What Happens to the Placenta
COVID-19 can cause inflammation in the placenta, the organ that delivers oxygen and nutrients to your baby. Researchers have found that placentas from infected women sometimes show a pattern of immune cells flooding the space between the placenta’s tiny finger-like projections (called villi), along with damage to the outer layer of cells that normally forms a barrier between your blood and the baby’s. When both of these occur together, the virus is more likely to cross from mother to baby. Other findings include inflammation of the umbilical cord and signs of disrupted blood flow on either the maternal or fetal side of the placenta.
Can the Baby Get Infected?
Vertical transmission, where the virus passes from mother to baby before or during birth, happens but is uncommon. A large meta-analysis of 204 studies estimated the overall rate at about 4%. Most newborns who do test positive have mild or no symptoms. The placental barrier is effective at blocking the virus in the vast majority of cases, though the inflammation described above can sometimes compromise that protection.
Higher Cesarean Delivery Rates
Studies from the earlier pandemic found that cesarean delivery rates were notably higher among women hospitalized with COVID-19, with one review reporting 77.7% of deliveries were surgical. That number is somewhat misleading. COVID-19 alone is not a reason to perform a cesarean. The higher rate reflects the fact that severely ill women are more likely to need early or emergency delivery for their own health or the baby’s. When the infection is mild and the pregnancy is otherwise progressing normally, vaginal delivery remains appropriate. Close monitoring of the baby’s status during labor helps avoid the need for emergency surgery.
Treatment During Pregnancy
If you test positive for COVID-19 while pregnant, antiviral treatment is available and recommended. Both ACOG and the CDC advise against withholding treatment simply because someone is pregnant. The preferred outpatient treatment is Paxlovid, which is prescribed for mild to moderate illness in people at high risk of becoming sicker. Pregnancy itself qualifies as a high-risk condition.

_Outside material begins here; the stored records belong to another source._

PR #4276, opened 2025-06-19
Fix loading name of banned residents in group bulk ban panel

Ansariel:
Requesting more than one avatar name in the group bulk ban panel causes avatars not getting resolved properly, because each time a name request is issued the callback for the previous request is canceled. Instead of using a single signal connection for the callbacks, use a connection for each request.


marchcat (commented):
Thank you!

marchcat (approved):

Issue #4257, opened 2025-06-11
GLTF Mesh Import: Model Name Initial Value


aiaustin:
### Environment

Second Life Project Gltf Mesh Import 7.1.14.15583209293 (64bit)
Release Notes

You are at 138.0, 102.6, 23.0 in Rumpus Room 2048 located at simhost-030b947afda1f10ad.aditi
SLURL: secondlife://Aditi/secondlife/Rumpus%20Room%202048/138/103/23
(global coordinates 36,490.0, 14,182.6, 23.0)
Second Life Server 2025-04-24.14648572313
Release Notes

CPU: Intel(R) Xeon(R) CPU E5-1620 v3 @ 3.50GHz (3491.91 MHz)
Memory: 32689 MB
OS Version: Microsoft Windows 10 64-bit (Build 19045.5854)
Graphics Card Vendor: NVIDIA Corporation
Graphics Card: NVIDIA GeForce GTX 1080/PCIe/SSE2

Windows Graphics Driver Version: 32.0.15.7640
OpenGL Version: 4.6.0 NVIDIA 576.40

Window size: 1300x882
Font Size Adjustment: 96pt
UI Scaling: 1
Draw distance: 512m
Bandwidth: 10000kbit/s
LOD factor: 2
Render quality: 6
Texture memory: 8192MB
Disk cache: Max size 1638.4 MB (42.4% used)

J2C Decoder Version: KDU v7.10.4
Audio Driver Version: OpenAL, version 1.1 ALSOFT 1.24.2 / OpenAL Community / OpenAL Soft: OpenAL Soft
Dullahan: 1.14.0.202408091639
  CEF: 118.4.1+g3dd6078+chromium-118.0.5993.54
  Chromium: 118.0.5993.54
LibVLC Version: 3.0.21
Voice Server Version: Vivox 4.10.0000.32327.5fc3fe7c.5942f08

Packets Lost: 1/45,706 (0.0%)
June 11 2025 09:50:15

### Description

When using the glTF Model Importer the Model Name is initially filled in with a mesh name within the model (presumably something like the first mesh part found).

It would be better if the Filename was used as the initial value of the mesh model, which is also already the root name used for materials and textures associated with the model if those are uploaded.

The Model Name can be changed and the uploaded model in inventory does have that changed model name, which is expected.

### Reproduction steps

1. Upload any mullt-part glTF model. E.g  Modelname-Test.glb
[...]

PR #4282, opened 2025-06-23
#4257 Use filename as model initial name

marchcat:


indra/newview/gltf/llgltfloader.cpp
```diff
@@ -465,6 +465,9 @@ void LLGLTFLoader::computeCombinedNodeTransform(const LL::GLTF::Asset& asset, S3
 
 bool LLGLTFLoader::populateModelFromMesh(LLModel* pModel, const LL::GLTF::Mesh& mesh, const LL::GLTF::Node& nodeno, material_map& mats, S32 instance_count)
 {
+    // Set the requested label for the floater display and uploading
+    pModel->mRequestedLabel = gDirUtilp->getBaseFileName(mFilename, true);
```
akleshchev, line 469: I think you need to sanitize that. Otherwise upload might fail or there will be a mismatch between uploaded model and importer.

P.S. We are using models' name because when there is only one mesh in file generaly we want resulting object to be named after the model.

akleshchev (approved):

indra/newview/gltf/llgltfloader.cpp
marchcat: It works with no issues, just like a shortcut to renaming the object right after uploading. The internal structure of the object remains unchanged.

PR #575, opened 2019-07-30
No check certificate for curl

Bacra:
No check certificate for `curl` as same as `wget`

https://unix.stackexchange.com/questions/60750/does-curl-have-a-no-check-certificate-option-like-wget

### DIFF
--- a/bin/n
+++ b/bin/n
@@ -49,7 +49,8 @@ fi
 # Ensure we have curl or wget support.
 #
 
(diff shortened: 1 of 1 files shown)


shadowspawn:
Actually, it is the `wget` usage in `n` that I intend to change, and have it check certificates by default. 

See: #324 #475 #509 #524

If you need to disable certificate checking, then using a `.curlrc` file is an option.

Issue #377, opened 2016-09-30
Allow switching between local versions using major version number when internet is not available


Corluhan:
Say I have 2 versions installed:

```
    node/0.12.16
  ο node/6.7.0
```

I can easily switch between them when specifying the full version number:

```
$ sudo n 0.12.16
$ sudo n 6.7.0
```

This doesn't work with the major numbers:

```
$ sudo n 6.

  Error: invalid version 6.

```

The ideal behavior is to select the latest installed version with the specified major version number.

qw3rtman:
@Corluhan: Is this only an issue when you have no Internet connection?

shadowspawn:
This is an interesting idea, but would need a different approach to clarify the two different behaviours of picking latest local version or latest downloadable version.  

A simple workaround is to use the menu selection and pick from the installed versions.

This issue has not had any activity in over six months. It isn't likely to get acted on due to this report.

Feel free to open a new issue if it comes up again, with new information and renewed interest.
 
Thank you  for your contributions.

shadowspawn:
Added --offline option in n v9.2.0

PR #585, opened 2019-08-25
Adding n latest_installed / n which latest_installed to get latest locally installed versions

techiev2:
# Pull Request

Adding n latest_installed / n which latest_installed to get latest locally installed versions

## Problem

n latest resolves against remote and does not allow for local latest versions to
be used with a shortcut. [1](https://mobile.twitter.com/techieV2/status/1159866059534393344)

## Solution

There are existing functions that give the latest installed local versions but is not exposed via the command line. This change adds a couple of helper functions that use the existing list version function footprints to get the latest installed NodeJS version/binary path.

### DIFF
--- a/bin/n
+++ b/bin/n
@@ -261,10 +261,12 @@ Commands:
 
   n                              Display downloaded node versions and install selection
   n latest                       Install the latest node release (downloading if necessary)
+  n latest_installed             Get the latest installed node version
   n lts                          Install the latest LTS node release (downloading if necessary)
   n <version>                    Install node <version> (downloading if necessary)
   n run <version> [args ...]     Execute downloaded node <version> with [args ...]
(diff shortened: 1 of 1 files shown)


shadowspawn:
On a related note, there have been issues suggesting version selection with no internet: #377 #404

This PR is headed in that direction, but won't cope with possible situations. (Try installing `rc/latest` for example.) 

For syntax, the idea for a more general solution that comes to mind is an option flag, perhaps "local" or "cached" or "offline". `n ls` has a local context so makes sense to list a major version number, but might be bit ambiguous for latest. 

```
n ls latest
n --offline latest
n ls 8
n --offline 8
```

I suggest opening an issue if you want to discuss this further, or proposing a particular aspect (like adding new label for `latest_installed`) to see if there is interest from others.

Issue #139, opened 2013-07-09
add support for "x", "d", or delete to remove a selected version


tj:
in the `n` interactive listing

tedgaydos:
I am going to look into adding some more features to the interactive menu.

maxrimue:
@tedgaydos Would we want to add this to 1.x.x too? Or is the branch just for bug fixes?

shadowspawn:
This issue has not had any activity in over six months. It isn't likely to get acted on due to this report.

Feel free to open a new issue if it comes up again, with new information and renewed interest.
 
Thank you  for your contributions.

PR #590, opened 2019-10-10
Press "d" to remove version in menu

thomasruiz:
# Pull Request

## Problem

It is quite hard to remove a bunch of previously installed versions without using prune. If I want to keep multiple versions, I cannot do that easily.

## Solution

You can now press `d` to remove versions in the menu. You cannot remove the currently active node.

## ChangeLog

You can now press `d` to remove versions in the menu. You cannot remove the currently active node.

### DIFF
--- a/bin/n
+++ b/bin/n
@@ -384,18 +384,13 @@ display_versions_paths() {
 #
 
 display_versions_with_selected() {
-  set_active_node
   selected="$1"
   echo
   for version in $(display_versions_paths); do
-    installed=""
-    if test "$version" = "$g_active_node"; then
-      installed=" [active]"
-    fi
     if test "$version" = "$selected"; then
-      printf "  ${SGR_CYAN}ο${SGR_RESET} %s${SGR_RED}%s${SGR_RESET}\n" "$version" "$installed"
+      printf "  ${SGR_CYAN}ο${SGR_RESET} %s\n" "$version"
     else
-      printf "    ${SGR_FAINT}%s${SGR_RESET}${SGR_RED}%s${SGR_RESET}\n" "$version" "$installed"
+      printf "    ${SGR_FAINT}%s${SGR_RESET}\n" "$version"
     fi
   done
   echo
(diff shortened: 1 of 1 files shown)


shadowspawn:
Saw suggested in this old issue: #139

shadowspawn:
Is there a reason to prevent deleting the active version? It complicates the code and description, and I don't think is needed. (In older versions of `n` there was some code to prevente deleting the active version using `n rm` because it caused drawing errors in the menu, but the drawing problems have been fixed.)

bin/n
```diff
@@ -384,17 +384,22 @@ display_versions_paths() {
...
-      printf "  ${SGR_CYAN}ο${SGR_RESET} %s\n" "$version"
+      printf "  ${SGR_CYAN}ο${SGR_RESET} %s${SGR_RED}%s${SGR_RESET}\n" "$version" "$installed"
     else
-      printf "    ${SGR_FAINT}%s${SGR_RESET}\n" "$version"
+      printf "    ${SGR_FAINT}%s${SGR_RESET}${SGR_RED}%s${SGR_RESET}\n" "$version" "$installed"
     fi
   done
   echo
-  printf "Use up/down arrow keys to select a version, return key to install, q to quit"
+  printf "Use up/down arrow keys to select a version, return key to install, d to remove (only inactive versions), q to quit"
```
shadowspawn: Suggest "d to delete" so the shortcut and action match.

shadowspawn:
(Disclaimer: I have not tried running the code yet! Opening the discussion after reading the code. Thanks.)

thomasruiz:
> Is there a reason to prevent deleting the active version? It complicates the code and description, and I don't think is needed. (In older versions of `n` there was some code to prevent deleting the active version using `n rm` because it caused drawing errors in the menu, but the drawing problems have been fixed.)

Well, there's a bit of a bug when you delete the active version, as you can see on the gif below. After I delete node 10 (which is the active version), no version is selected, and you have to press down or up two times to get to the top or bottom of the list. However, I can change the code to select the previous/next version automatically.

Besides, if you delete all the versions, you end up on an empty screen. Then again, the code can be changed to exit when there is no installed version anymore.
n-delete-current-version

shadowspawn:
Ah, I was wondering what the post-delete behaviour was, now I see the 

```
display_versions_with_selected "${g_active_node}"
```

> However, I can change the code to select the previous/next version automatically.

I _think_ that is going to be nicer all the time. If for example you are deleting a bunch of 8 versions now 10 is out. Scroll to the 8s and hit `d` a few times and don't have to keep scrolling after each delete to get back to the old versions.

thomasruiz:
@shadowspawn It's all done. The UX is much better now!

I can rebase this PR to contain only 1 commit if you want.

shadowspawn:
I gave it a bit of a try and liking it. I'll merge it in sometime this week. Thanks.

shadowspawn:
FYI @thomasruiz: I am planning to do a release this weekend with this new feature.

shadowspawn:
Released 6.1.0. Thanks @thomasruiz for your contributions.

PR #597, opened 2019-11-13
Use proper path to store application data

anddam:
# Pull Request

## Problem

By default n is installing data in `$N_PREFIX/n`, with default value this means `/usr/local/n` rather than a more appropriate `/usr/local/share/n`, cf. hier(7)

## Solution

Change `$CACHE_DIR` default.

### DIFF
--- a/bin/n
+++ b/bin/n
@@ -45,7 +45,7 @@ VERSION="6.0.1"
 N_PREFIX="${N_PREFIX-/usr/local}"
 N_PREFIX=${N_PREFIX%/}
 readonly N_PREFIX
-readonly CACHE_DIR=$N_PREFIX/sharen/versions
+readonly CACHE_DIR=$N_PREFIX/share/versions
 
 N_NODE_MIRROR=${N_NODE_MIRROR:-${NODE_MIRROR:-https://nodejs.org/dist}}
 N_NODE_MIRROR=${N_NODE_MIRROR%/}
--- a/bin/n
+++ b/bin/n
@@ -45,7 +45,7 @@ VERSION="6.0.1"
 N_PREFIX="${N_PREFIX-/usr/local}"
 N_PREFIX=${N_PREFIX%/}
 readonly N_PREFIX
-readonly CACHE_DIR=$N_PREFIX/n/versions
+readonly CACHE_DIR=$N_PREFIX/sharen/versions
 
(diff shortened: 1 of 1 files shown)


shadowspawn:
1) You have a typo in the path you suggested in the Pull Request.

2) It is easy to change the location for new users, but hard to manage the transition for people upgrading from an earlier version with files in the old location, so changing the location is a major step.

3) I don't think `share` is appropriate. From http://man7.org/linux/man-pages/man7/hier.7.html

> `/usr/local/share` 
> Local application data that can be shared among different architectures of the same OS.

but the extracted tarballs stored under `n/versions` are architecture specific.

anddam:
> 1. You have a typo in the path you suggested in the Pull Request.

Wow, and it was a single word commit.

> 2. It is easy to change the location for new users, but hard to manage the transition for people upgrading from an earlier version with files in the old location, so changing the location is a major step.

If you want to keep compatibility I suggest to detect a setup with the previous path then either print out a message to the user and have him migrate the versions, or provide the migration for him.
The migration could be either just move the folder or installing using the same version.

> 3. I don't think `share` is appropriate. From http://man7.org/linux/man-pages/man7/hier.7.html
> > `/usr/local/share`
> > Local application data that can be shared among different architectures of the same OS.
> but the extracted tarballs stored under `n/versions` are architecture specific.

I am not sure how to interpret that sentence, that refers to system's application whereas n is acting like a package manager of its own.
I would be fine with `/usr/local/share` given what I see used most of time and [XDG specification for XDG_DATA_DIRS](https://specifications.freedesktop.org/basedir-spec/basedir-spec-latest.html), or if the architecture thing bothers you, `/opt/n/`.

shadowspawn:
I did some more reading and found another detailed description, with an additional mismatch of the intended use of `/usr/local/share` and what `n` uses `/usr/local/n` for.

https://refspecs.linuxfoundation.org/FHS_3.0/fhs/ch04s11.html

Emphasis added:

> Any program or package which contains or requires data that *doesn't need to be modified* should store that data in /usr/share (or /usr/local/share, if installed locally). It is recommended that a subdirectory be used in /usr/share for this purpose. Applications using a single file may use /usr/share/misc.

The directory n creates has downloads of node added and removed by various commands. So it is not a read-only folder, and not matching the described use of `/usr/share` and `/usr/local/share`.

I was a little surprised myself when I first saw that `n` was writing to `/usr/local/n`, but each time I have read about the system folders I have not found the perfect place and moving the folder is a difficult transition. Status quo rules for now.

Paxlovid is taken as three tablets twice daily for five days, starting as soon as possible after a positive test. If you also have the flu at the same time, both Paxlovid and a flu antiviral can be taken together. In general, treatment decisions for pregnant patients follow the same guidelines as for everyone else. The key is to get tested early and start treatment promptly rather than waiting to see if symptoms worsen.
How Vaccination Protects You and Your Baby
COVID-19 vaccination during pregnancy reduces emergency department and urgent care visits related to the virus by 52%. It also lowers the risk of severe illness, hospitalization, ICU admission, and death. But the benefits extend beyond your own health. When you’re vaccinated during pregnancy, your body produces antibodies that cross the placenta and reach your baby. Since no COVID-19 vaccine is approved for infants under 6 months old, this transferred immunity is the only form of protection available to newborns.
A completed two-dose mRNA series during pregnancy was shown to be 61% effective at preventing hospitalization in infants under 6 months. That protection covers the window when babies are most vulnerable and have no other option for vaccination. Getting an updated COVID-19 vaccine during pregnancy is currently recommended regardless of how many previous doses you’ve had.